══ Data

PR #1162, opened 2016-05-16
TheseT monad transformer (plus IO instances and tests)

oxbowlakes:
TheseT is a monad transformer for `\&/` (pronounced *these*). 

  - `A \&/ B` represents having *either* an `A`, *or* a `B`, or *both*
  - the monad transformer `TheseT[M, A, B]` is essentially an ops class for a `M[A \&/ B]`. TheseT is both a monad and it supports many of the operations one finds on `\&/`


oxbowlakes:
Not sure what this failure is - it doesn't look obvious that it's actually anything to do with the PR (appears to be in MiMa and something to do with the JS backend)

scalacheck-binding/src/main/scala/scalaz/scalacheck/ScalazArbitrary.scala
```diff
@@ -256,6 +256,9 @@ object ScalazArbitrary {
   implicit def eitherTArb[F[+_], A, B](implicit A: Arbitrary[F[A \/ B]]): Arbitrary[EitherT[F, A, B]] =
       Functor[Arbitrary].map(A)(EitherT[F, A, B](_))
 
+  implicit def theseTArb[F[+_], A, B](implicit A: Arbitrary[F[A \&/ B]]): Arbitrary[TheseT[F, A, B]] =
```
xuwei-k: `implicit def theseTArb[F[_], A, B]`

core/src/main/scala/scalaz/TheseT.scala
```diff
@@ -0,0 +1,148 @@
...
+  }
+
+  implicit def theseTSemigroup[F[_]: Apply, A: Semigroup, B: Semigroup]: Semigroup[TheseT[F, A, B]] = new Semigroup[TheseT[F, A, B]] {
+    override def append(f1: TheseT[F, A, B], f2: => TheseT[F, A, B]) = TheseT(Apply[F].apply2(f1.run, f2.run)(_ append _))
+  }
+
+}
+sealed abstract class TheseTInstances extends TheseTInstances0
+
+trait TheseTFunctions {
```
xuwei-k: please remove `TheseTFunctions` trait. just use companion object https://github.com/scalaz/scalaz/pull/995

core/src/main/scala/scalaz/TheseT.scala
```diff
@@ -0,0 +1,148 @@
...
+
+sealed abstract class TheseTInstances1 {
+  implicit def TheseTInstance1[F[_]: Traverse, L]: Traverse[TheseT[F, L, ?]]
+  = new Traverse[TheseT[F, L, ?]] {
+    override def traverseImpl[G[_], A, B](fa: TheseT[F, L, A])(f: (A) => G[B])(implicit A: Applicative[G]) =
+      fa.traverse(f)
+
+  }
+
+  /* cannot use kind projector */
```
xuwei-k:
```scala
implicit def TheseTHoist[A: Semigroup]: Hoist[TheseT[?[_], A, ?]] = new Hoist[TheseT[?[_], A, ?]] {
```

https://github.com/non/kind-projector/commit/cb61341983263ea8bee

oxbowlakes: That doesn't compile

    info] Compiling 1 Scala source to C:\Users\cmarsha\Work\temp\scalaz\core\target\scala-2.10\classes...
    error] C:\Users\cmarsha\Work\temp\scalaz\core\src\main\scala\scalaz\TheseT.scala:101: not found: type ?
    error]   implicit def TheseTHoist[A: Semigroup] = new Hoist[TheseT[?[_], A, ?]] {
    error]                                                             ^
    error] [X_kp2]scalaz.TheseT[<error>,A,X_kp2] takes one type parameter, expected: two
    error] [X_kp2]scalaz.TheseT[<error>,A,X_kp2] takes one type parameter, expected: two
    error] three errors found
    error] (core/compile:compile) Compilation failed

════

> [Your goal]
Write out the data again in full. Match it exactly.

> [Response to the exercise]
PR #1162, opened 2016-05-16
TheseT monad transformer (plus IO instances and tests)

oxbowlakes:
TheseT is a monad transformer for `\&/` (pronounced *these*). 

  - `A \&/ B` represents having *either* an `A`, *or* a `B`, or *both*
  - the monad transformer `TheseT[M, A, B]` is essentially an ops class for a `M[A \&/ B]`. TheseT is both a monad and it supports many of the operations one finds on `\&/`


oxbowlakes:
Not sure what this failure is - it doesn't look obvious that it's actually anything to do with the PR (appears to be in MiMa and something to do with the JS backend)

scalacheck-binding/src/main/scala/scalaz/scalacheck/ScalazArbitrary.scala
```diff
@@ -256,6 +256,9 @@ object ScalazArbitrary {
   implicit def eitherTArb[F[+_], A, B](implicit A: Arbitrary[F[A \/ B]]): Arbitrary[EitherT[F, A, B]] =
       Functor[Arbitrary].map(A)(EitherT[F, A, B](_))
 
+  implicit def theseTArb[F[+_], A, B](implicit A: Arbitrary[F[A \&/ B]]): Arbitrary[TheseT[F, A, B]] =
```
xuwei-k: `implicit def theseTArb[F[_], A, B]`

core/src/main/scala/scalaz/TheseT.scala
```diff
@@ -0,0 +1,148 @@
...
+  }
+
+  implicit def theseTSemigroup[F[_]: Apply, A: Semigroup, B: Semigroup]: Semigroup[TheseT[F, A, B]] = new Semigroup[TheseT[F, A, B]] {
+    override def append(f1: TheseT[F, A, B], f2: => TheseT[F, A, B]) = TheseT(Apply[F].apply2(f1.run, f2.run)(_ append _))
+  }
+
+}
+sealed abstract class TheseTInstances extends TheseTInstances0
+
+trait TheseTFunctions {
```
xuwei-k: please remove `TheseTFunctions` trait. just use companion object https://github.com/scalaz/scalaz/pull/995

core/src/main/scala/scalaz/TheseT.scala
```diff
@@ -0,0 +1,148 @@
...
+
+sealed abstract class TheseTInstances1 {
+  implicit def TheseTInstance1[F[_]: Traverse, L]: Traverse[TheseT[F, L, ?]]
+  = new Traverse[TheseT[F, L, ?]] {
+    override def traverseImpl[G[_], A, B](fa: TheseT[F, L, A])(f: (A) => G[B])(implicit A: Applicative[G]) =
+      fa.traverse(f)
+
+  }
+
+  /* cannot use kind projector */
```
xuwei-k:
```scala
implicit def TheseTHoist[A: Semigroup]: Hoist[TheseT[?[_], A, ?]] = new Hoist[TheseT[?[_], A, ?]] {
```

https://github.com/non/kind-projector/commit/cb61341983263ea8bee

oxbowlakes: That doesn't compile

    info] Compiling 1 Scala source to C:\Users\cmarsha\Work\temp\scalaz\core\target\scala-2.10\classes...
    error] C:\Users\cmarsha\Work\temp\scalaz\core\src\main\scala\scalaz\TheseT.scala:101: not found: type ?
    error]   implicit def TheseTHoist[A: Semigroup] = new Hoist[TheseT[?[_], A, ?]] {
    error]                                                             ^
    error] [X_kp2]scalaz.TheseT[<error>,A,X_kp2] takes one type parameter, expected: two
    error] [X_kp2]scalaz.TheseT[<error>,A,X_kp2] takes one type parameter, expected: two
    error] three errors found
    error] (core/compile:compile) Compilation failed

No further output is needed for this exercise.